> **Action item**:
Up to and including the line with "-117,7 +117,7 @@", restate the material below word for word, beginning with its first line.

···

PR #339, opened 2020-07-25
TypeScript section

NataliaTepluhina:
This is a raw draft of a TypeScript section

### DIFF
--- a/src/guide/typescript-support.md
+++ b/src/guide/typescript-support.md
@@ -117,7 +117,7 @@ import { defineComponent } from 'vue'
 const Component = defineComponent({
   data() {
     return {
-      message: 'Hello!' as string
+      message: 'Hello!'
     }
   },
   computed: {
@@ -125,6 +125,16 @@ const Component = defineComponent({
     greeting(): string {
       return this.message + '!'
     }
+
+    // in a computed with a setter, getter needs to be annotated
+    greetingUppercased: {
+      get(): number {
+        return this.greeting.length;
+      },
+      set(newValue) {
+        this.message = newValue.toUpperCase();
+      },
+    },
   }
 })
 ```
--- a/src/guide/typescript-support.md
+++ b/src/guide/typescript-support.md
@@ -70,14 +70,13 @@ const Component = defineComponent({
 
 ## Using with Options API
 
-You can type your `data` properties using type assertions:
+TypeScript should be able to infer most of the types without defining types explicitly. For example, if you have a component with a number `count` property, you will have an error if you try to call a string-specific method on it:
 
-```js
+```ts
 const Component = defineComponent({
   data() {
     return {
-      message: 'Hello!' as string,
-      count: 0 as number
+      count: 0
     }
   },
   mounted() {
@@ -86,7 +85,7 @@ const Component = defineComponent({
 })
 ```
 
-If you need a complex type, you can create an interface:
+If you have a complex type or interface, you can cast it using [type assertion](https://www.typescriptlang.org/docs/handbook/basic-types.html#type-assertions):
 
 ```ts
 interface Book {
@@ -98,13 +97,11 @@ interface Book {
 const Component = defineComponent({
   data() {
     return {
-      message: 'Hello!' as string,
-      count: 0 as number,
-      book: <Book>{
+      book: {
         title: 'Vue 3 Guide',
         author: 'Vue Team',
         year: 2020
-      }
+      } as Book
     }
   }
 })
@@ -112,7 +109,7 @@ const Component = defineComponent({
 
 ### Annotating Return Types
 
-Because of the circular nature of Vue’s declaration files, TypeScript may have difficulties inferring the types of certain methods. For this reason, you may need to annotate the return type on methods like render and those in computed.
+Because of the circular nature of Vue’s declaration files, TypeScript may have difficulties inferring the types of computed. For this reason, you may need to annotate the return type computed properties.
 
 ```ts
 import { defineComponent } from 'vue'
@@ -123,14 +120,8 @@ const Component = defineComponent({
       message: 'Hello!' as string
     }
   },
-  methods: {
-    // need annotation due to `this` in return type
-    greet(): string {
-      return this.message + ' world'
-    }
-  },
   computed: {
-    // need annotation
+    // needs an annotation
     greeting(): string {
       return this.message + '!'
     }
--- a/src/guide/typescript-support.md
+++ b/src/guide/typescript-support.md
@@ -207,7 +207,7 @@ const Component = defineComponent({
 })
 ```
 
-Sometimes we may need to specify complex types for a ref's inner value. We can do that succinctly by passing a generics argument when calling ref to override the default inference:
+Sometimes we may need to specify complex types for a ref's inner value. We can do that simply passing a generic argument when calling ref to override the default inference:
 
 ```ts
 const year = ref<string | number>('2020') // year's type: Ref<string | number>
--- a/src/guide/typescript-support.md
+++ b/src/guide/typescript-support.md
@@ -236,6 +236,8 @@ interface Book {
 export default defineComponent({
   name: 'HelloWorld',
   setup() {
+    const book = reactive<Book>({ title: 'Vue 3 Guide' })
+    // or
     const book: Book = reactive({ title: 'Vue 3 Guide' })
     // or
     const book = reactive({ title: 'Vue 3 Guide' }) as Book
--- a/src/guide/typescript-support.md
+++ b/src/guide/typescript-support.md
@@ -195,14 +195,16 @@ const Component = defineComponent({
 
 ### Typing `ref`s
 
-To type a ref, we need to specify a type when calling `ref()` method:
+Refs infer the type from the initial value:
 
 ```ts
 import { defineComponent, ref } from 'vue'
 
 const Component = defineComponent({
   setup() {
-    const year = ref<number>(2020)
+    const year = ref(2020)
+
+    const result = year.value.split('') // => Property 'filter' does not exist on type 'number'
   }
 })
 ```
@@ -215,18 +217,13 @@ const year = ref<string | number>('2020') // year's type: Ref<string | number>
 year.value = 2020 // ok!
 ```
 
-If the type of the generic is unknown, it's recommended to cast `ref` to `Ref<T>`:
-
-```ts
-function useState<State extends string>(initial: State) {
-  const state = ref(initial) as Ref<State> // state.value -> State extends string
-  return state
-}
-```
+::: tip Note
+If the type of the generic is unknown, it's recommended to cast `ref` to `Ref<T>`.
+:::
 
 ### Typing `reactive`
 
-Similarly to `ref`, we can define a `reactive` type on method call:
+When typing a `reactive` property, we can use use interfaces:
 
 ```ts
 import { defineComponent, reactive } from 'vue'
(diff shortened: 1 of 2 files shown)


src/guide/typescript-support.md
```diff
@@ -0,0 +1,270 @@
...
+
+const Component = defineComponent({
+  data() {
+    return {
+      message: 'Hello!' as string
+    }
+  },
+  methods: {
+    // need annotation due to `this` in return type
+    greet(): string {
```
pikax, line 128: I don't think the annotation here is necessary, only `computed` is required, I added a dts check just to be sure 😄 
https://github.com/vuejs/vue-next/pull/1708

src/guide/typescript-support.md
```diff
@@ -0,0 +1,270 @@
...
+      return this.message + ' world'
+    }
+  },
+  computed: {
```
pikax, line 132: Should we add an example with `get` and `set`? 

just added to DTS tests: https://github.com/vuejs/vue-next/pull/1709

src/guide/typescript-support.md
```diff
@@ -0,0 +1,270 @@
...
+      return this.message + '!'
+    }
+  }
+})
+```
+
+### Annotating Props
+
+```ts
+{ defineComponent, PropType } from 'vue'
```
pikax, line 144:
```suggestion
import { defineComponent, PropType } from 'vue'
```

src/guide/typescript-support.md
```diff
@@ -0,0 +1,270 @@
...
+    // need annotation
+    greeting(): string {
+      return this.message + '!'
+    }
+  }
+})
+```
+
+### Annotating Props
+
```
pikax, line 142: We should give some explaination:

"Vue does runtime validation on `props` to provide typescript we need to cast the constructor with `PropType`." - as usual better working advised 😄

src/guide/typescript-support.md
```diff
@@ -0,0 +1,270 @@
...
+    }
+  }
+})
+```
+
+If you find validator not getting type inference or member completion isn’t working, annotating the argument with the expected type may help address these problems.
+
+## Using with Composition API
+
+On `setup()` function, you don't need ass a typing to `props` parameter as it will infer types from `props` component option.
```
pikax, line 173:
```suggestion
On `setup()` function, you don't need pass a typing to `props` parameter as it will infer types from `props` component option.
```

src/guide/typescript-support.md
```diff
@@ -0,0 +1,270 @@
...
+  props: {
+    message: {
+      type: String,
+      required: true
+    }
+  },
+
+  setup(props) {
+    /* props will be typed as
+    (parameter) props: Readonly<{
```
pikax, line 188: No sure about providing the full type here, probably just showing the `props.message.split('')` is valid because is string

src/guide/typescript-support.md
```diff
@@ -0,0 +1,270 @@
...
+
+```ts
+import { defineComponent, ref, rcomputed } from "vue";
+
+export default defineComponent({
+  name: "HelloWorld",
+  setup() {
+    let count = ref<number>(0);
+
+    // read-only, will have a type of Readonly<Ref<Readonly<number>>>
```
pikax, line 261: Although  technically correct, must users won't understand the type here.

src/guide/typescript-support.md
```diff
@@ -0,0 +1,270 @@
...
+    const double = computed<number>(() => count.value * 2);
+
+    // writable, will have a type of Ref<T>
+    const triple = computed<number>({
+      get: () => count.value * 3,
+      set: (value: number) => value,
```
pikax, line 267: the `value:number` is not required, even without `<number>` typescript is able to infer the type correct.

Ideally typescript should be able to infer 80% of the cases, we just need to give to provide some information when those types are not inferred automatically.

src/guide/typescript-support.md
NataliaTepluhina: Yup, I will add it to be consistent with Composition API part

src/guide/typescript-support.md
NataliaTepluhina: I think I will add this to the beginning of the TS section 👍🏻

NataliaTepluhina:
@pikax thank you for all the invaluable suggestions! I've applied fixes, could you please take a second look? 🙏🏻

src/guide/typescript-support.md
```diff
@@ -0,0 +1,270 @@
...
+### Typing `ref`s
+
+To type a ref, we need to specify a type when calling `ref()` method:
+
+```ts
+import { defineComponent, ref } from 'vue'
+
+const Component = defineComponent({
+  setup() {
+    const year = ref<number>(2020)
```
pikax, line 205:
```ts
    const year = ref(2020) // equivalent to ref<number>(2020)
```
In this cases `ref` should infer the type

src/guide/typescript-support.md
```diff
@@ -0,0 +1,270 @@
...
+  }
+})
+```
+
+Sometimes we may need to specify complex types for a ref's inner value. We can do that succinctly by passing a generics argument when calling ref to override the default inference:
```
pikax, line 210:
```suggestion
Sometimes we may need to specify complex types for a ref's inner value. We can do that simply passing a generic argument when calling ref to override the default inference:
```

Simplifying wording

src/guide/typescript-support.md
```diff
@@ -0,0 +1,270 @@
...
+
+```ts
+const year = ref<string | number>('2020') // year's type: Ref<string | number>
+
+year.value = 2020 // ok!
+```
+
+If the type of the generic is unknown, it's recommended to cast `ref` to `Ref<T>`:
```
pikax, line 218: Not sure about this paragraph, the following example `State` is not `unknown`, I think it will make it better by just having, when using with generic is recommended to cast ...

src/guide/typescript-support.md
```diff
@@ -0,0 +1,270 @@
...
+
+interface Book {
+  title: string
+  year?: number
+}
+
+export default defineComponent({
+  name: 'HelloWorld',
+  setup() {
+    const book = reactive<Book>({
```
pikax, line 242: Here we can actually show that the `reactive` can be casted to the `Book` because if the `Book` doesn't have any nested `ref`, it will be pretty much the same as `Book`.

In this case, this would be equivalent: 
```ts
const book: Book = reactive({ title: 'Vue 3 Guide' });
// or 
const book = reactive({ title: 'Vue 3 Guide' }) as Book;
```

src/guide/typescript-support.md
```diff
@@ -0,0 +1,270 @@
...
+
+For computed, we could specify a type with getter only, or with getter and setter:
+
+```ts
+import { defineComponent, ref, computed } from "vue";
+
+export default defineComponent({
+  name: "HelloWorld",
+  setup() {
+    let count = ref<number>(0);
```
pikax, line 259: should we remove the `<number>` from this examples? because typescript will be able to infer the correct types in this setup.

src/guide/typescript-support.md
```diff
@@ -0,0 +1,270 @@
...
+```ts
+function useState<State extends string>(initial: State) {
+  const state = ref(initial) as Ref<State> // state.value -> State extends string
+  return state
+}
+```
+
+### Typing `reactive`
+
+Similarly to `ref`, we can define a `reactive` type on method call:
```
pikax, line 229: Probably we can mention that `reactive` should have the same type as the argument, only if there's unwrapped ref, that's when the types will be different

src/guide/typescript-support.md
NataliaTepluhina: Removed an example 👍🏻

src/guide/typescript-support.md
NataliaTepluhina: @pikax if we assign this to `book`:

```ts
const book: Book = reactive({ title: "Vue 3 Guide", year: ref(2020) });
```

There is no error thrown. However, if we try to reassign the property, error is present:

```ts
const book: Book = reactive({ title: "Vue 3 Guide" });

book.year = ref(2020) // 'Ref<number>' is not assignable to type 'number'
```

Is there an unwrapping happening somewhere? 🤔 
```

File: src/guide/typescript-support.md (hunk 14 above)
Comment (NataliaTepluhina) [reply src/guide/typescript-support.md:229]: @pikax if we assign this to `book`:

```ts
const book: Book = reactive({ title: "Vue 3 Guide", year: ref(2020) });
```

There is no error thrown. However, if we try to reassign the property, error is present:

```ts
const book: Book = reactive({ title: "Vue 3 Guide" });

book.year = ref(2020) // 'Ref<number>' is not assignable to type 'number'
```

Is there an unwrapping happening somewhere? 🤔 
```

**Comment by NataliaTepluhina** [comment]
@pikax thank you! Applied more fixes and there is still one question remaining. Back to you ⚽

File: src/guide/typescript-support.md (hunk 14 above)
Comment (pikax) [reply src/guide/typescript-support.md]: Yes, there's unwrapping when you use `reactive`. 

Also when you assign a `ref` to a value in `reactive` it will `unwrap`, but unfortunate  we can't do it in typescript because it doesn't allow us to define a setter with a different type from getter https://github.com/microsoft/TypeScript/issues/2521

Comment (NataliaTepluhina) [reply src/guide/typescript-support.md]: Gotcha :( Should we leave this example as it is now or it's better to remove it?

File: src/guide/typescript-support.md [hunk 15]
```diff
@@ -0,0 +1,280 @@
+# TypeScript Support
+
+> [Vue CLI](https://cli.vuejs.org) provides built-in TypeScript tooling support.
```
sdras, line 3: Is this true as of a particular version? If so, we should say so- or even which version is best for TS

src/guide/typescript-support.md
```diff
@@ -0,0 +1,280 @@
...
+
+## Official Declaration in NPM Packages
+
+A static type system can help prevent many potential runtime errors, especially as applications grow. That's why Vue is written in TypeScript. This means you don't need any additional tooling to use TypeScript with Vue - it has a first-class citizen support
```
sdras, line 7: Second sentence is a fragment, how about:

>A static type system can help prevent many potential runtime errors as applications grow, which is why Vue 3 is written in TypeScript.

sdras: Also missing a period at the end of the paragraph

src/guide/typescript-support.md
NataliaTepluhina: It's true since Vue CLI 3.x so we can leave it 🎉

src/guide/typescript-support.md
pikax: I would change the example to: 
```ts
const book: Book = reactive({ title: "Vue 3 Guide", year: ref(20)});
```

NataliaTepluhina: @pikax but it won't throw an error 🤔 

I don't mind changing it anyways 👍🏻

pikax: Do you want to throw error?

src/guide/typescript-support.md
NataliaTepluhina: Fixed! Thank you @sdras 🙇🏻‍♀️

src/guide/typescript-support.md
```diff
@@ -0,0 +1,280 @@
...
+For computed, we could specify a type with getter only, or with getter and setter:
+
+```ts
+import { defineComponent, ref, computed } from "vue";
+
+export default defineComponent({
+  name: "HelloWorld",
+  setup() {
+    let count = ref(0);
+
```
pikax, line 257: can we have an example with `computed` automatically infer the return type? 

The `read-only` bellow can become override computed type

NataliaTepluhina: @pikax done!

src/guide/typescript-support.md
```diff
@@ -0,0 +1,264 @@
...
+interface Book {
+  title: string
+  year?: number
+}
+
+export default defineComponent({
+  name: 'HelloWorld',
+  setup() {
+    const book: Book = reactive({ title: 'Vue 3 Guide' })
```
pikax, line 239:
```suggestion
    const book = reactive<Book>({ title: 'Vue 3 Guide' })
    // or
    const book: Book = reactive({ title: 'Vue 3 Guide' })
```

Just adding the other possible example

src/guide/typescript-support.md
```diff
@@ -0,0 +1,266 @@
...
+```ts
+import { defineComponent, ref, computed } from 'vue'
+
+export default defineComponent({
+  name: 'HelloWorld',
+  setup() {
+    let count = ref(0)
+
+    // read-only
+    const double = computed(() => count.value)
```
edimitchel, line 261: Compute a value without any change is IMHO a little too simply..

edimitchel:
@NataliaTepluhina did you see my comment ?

···

> **Task solution**:
PR #339, opened 2020-07-25
TypeScript section

NataliaTepluhina:
This is a raw draft of a TypeScript section

### DIFF
--- a/src/guide/typescript-support.md
+++ b/src/guide/typescript-support.md
@@ -117,7 +117,7 @@ import { defineComponent } from 'vue'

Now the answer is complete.